People who engage in heavy alcohol drinking may have a harder time interpreting emotions and recognizing faces, according to a new study. Researchers from the University of California San Diego School of Medicine report that people with alcohol problems show changes in brain connectivity in areas such as the amygdala, an area involved in regulating emotions and rewards, and the frontal lobes.
Observing changes in neural connectivity could help in predicting the risk of alcoholism or alcohol abuse and could provide a target area for future treatments for alcohol use disorder.
People who experience little of alcohol’s negative effects are more likely to drink more and develop alcohol problems in the future. Previous research looking into the effects of low response to alcohol found decreased brain activity in the amygdala. However, until now, how the impaired connectivity affected communication with other brain regions remained unknown.
The researchers studied 108 young adults with no history of alcohol problems characterized as having a low or high response to alcohol. The participants drank a small volume of alcohol or a non-alcoholic beverage (serving as a placebo) before completing an emotional face processing task. The task involved identifying happy, angry, and fearful faces while brain activity was monitored with functional magnetic resonance imaging (fMRI).
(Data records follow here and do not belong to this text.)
PR #495, opened 2026-04-16
fix(ai): explicit BullMQ lock tuning + trigger_event_id review idempotency

### LINKED ISSUE #257: BullMQ worker crash mid-job risks lost reviews; idempotency unclear
**Files:** services/ai-oversight/src/workers/review-worker.ts:32-69; services/clinical-notes/src/events.ts

Default BullMQ settings; explicit lockDuration/stalledInterval not configured. Job state isn't checkpointed.

**Fix:** Configure lockDuration + stalled retries explicitly; ensure trigger_event_id-based idempotency in flag dedup.

blamechris:
## Summary
- \`review-worker\`: set \`lockDuration=120s\`, \`stalledInterval=30s\`, \`maxStalledCount=1\` explicitly so a slow (30–90s) healthy review can't be reclaimed by another worker mid-flight.
- \`review-service\`: add a pre-insert idempotency probe — if a \`review_jobs\` row with this \`trigger_event_id\` and \`status='completed'\` already exists, skip. Pairs with #261's flag-level idempotency for partial completions.

## Why
BullMQ's default 30s lockDuration is shorter than the p99 review duration. A slow healthy job could be reclaimed and double-processed; a crashed job was redelivered without any app-level guard against re-executing the full pipeline, leading to duplicate \`review_jobs\` rows and noisy audit data.

## Test plan
- [x] New test file \`review-idempotency.test.ts\` — 2 tests: skips when prior completed row, proceeds when none
- [x] \`pnpm --filter @carebridge/ai-oversight test\` — 280/280 passing

Closes #257

### DIFF
--- a/services/ai-oversight/src/__tests__/review-idempotency.test.ts
+++ b/services/ai-oversight/src/__tests__/review-idempotency.test.ts
@@ -1,0 +1,161 @@
+import { describe, it, expect, vi, beforeEach } from "vitest";
+import type { ClinicalEvent } from "@carebridge/shared-types";
+
+// ─── Mocks ───────────────────────────────────────────────────────
+//
+// This test covers the narrow contract that processReviewJob SKIPS the
+// full review pipeline when a `completed` review_jobs row already exists
+// for the trigger_event_id. We mock the first select().from().where().limit()
+// to return a prior-completed row; if the idempotency check works, the
+// pipeline returns early without touching flag-service, LLM, or context.
+
+const insertValues = vi.fn().mockResolvedValue(undefined);
+const insertMock = vi.fn().mockReturnValue({ values: insertValues });
+
+const updateSetWhere = vi.fn().mockResolvedValue(undefined);
+const updateSet = vi.fn().mockReturnValue({ where: updateSetWhere });
+const updateMock = vi.fn().mockReturnValue({ set: updateSet });
+
+// Idempotency-first select chain: select().from().where().limit()
+const limitMock = vi.fn();
+const selectWhere = vi.fn().mockReturnValue({ limit: limitMock });
+const selectFrom = vi.fn().mockReturnValue({ where: selectWhere });
+const selectMock = vi.fn().mockImplementation(() => ({ from: selectFrom }));
+
+vi.mock("@carebridge/db-schema", () => ({
+  getDb: () => ({
+    insert: insertMock,
+    update: updateMock,
+    select: selectMock,
+    query: { patients: { findFirst: vi.fn() } },
+  }),
+  reviewJobs: { id: "id", trigger_event_id: "trigger_event_id", status: "status" },
+  diagnoses: {},
+  medications: {},
+  patients: {},
+  allergies: {},
+  messages: {},
+  patientObservations: {},
+  labPanels: {},
+  labResults: {},
+  clinicalFlags: {},
+  encounters: {},
+}));
+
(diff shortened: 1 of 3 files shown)


blamechris:
## Review — PR #495 (BullMQ lock tuning + trigger_event_id idempotency)

### Summary
This PR correctly addresses two real problems: BullMQ's 30s default lockDuration is shorter than the p99 review duration (so a slow-but-healthy review could be reclaimed mid-flight and double-executed), and a crash-reclaimed or outbox-replayed event had no app-level guard against re-running the full pipeline. The `lockDuration=120s / stalledInterval=30s / maxStalledCount=1` numbers are defensible and well-commented, and the probe is cheap and safe for the happy path.

### Strengths
- Constants are named and justified with an explicit rationale that survives future refactors — "a BullMQ default change can't silently shift our recovery window" is exactly the right framing for healthcare infra.
- Placing the probe before the `review_jobs` insert means skipped events don't pollute audit counts with `processing` rows that never complete.
- Test mock shape `{id, status}` matches the production `select({id, status})` — no hidden column mismatch.
- Pairs correctly with the flag-level dedup from #261 for partial-completion recovery.

### Issues

1. **[Real gap] Idempotency predicate is too narrow — misses `llm_timeout` / `llm_error` terminal states.** The production code writes three terminal statuses on successful completion (`completed`, `llm_timeout`, `llm_error` — see `llm-timeout-fallback.test.ts` and `review-service.ts:381`) plus `failed` on thrown errors. A redelivered job whose prior run ended at `llm_timeout` will re-execute the full pipeline even though the rule-tier flags already ran and were written. Consider: `inArray(reviewJobs.status, ['completed', 'llm_timeout', 'llm_error'])`. `failed` is the right one to exclude (it means the pipeline threw before flags landed, so retry is desired).

2. **[Real gap] In-flight race between concurrent workers is still open.** The check is `status='completed'` only. If worker A is 40s into processing an event (row written 40s ago, `status='processing'`), and BullMQ redelivers the same event to worker B (stalled-scan false positive, outbox replay, or manual requeue), worker B's probe sees zero completed rows and proceeds — both execute the full pipeline concurrently, hit Claude, and may create duplicate flags for rule IDs that rely on open-flag dedup within narrow windows. A stale-window check on `processing` (e.g., `OR (status='processing' AND created_at > now() - interval '150 seconds')`) would close this without blocking legitimate retries of truly-stuck jobs. Deferred unless you consider it pre-launch critical — the flag-level dedup (#261) likely catches most duplicates, but not all.

3. **[Perf] No index supports the probe query.** `review_jobs` has only `idx_review_jobs_patient(patient_id, status)`. The new probe filters by `trigger_event_id` + `status` with no supporting index. On a production table this becomes a seq scan on every review job — cheap today, linear-degrading as the table grows. An index on `(trigger_event_id, status)` (or just `trigger_event_id`) is a one-line migration. Deferring as its own issue.

### Deferred items
- Broaden idempotency predicate to cover `llm_timeout` / `llm_error` terminal states
- Add stale-window `processing` race check
- Add `review_jobs(trigger_event_id)` index to support the probe

### Redis / lock cost note
BullMQ extends the lock every `lockDuration/2` (~60s) via a single `PEXPIRE` per in-flight job. At expected concurrency this is negligible — the 120s value is fine.

### Verdict
**APPROVE with deferred follow-ups.** The core change is correct and ships real safety value; the gaps above are incremental improvements on the same invariant and better handled as separate, testable PRs.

Participants identified low-responders to alcohol who did not drink any alcohol showed less functional connectivity between the amygdala and the frontal lobes, as well as, the insula and parietal regions when processing emotional faces. Low-response participants who did drink alcohol showed a further reduction in brain connectivity. In contrast, high neural connectivity was observed in participants who had a high response to alcohol.
“We were surprised to find that the brain areas are communicating differently in these people even without any alcohol consumed, and before they have developed any significant alcohol problems,” said Ben McKenna, PhD, assistant clinical professor of psychiatry at UC San Diego School of Medicine and lead author of the study in a press release. Dr. McKenna suggests the decreased communication between brain regions in people with a low response to alcohol may make it harder to interpret social cues.
For instance, seeing a happy face should send brain signals involved in reward, but if this is not being sensed properly, people with low-responses may drink more alcohol to receive those rewarding feelings.
A five-year follow-up of the participants found they could use the functional connectivity patterns from earlier scans to predict future alcohol use disorder.
“If these genetically-influenced neurobiological differences are predictive of future behavior, maybe we can identify them early on and try to educate people before they ever develop problematic drinking,” said Dr. McKenna.
The study was recently published in the journal Alcoholism: Clinical & Experimental Research.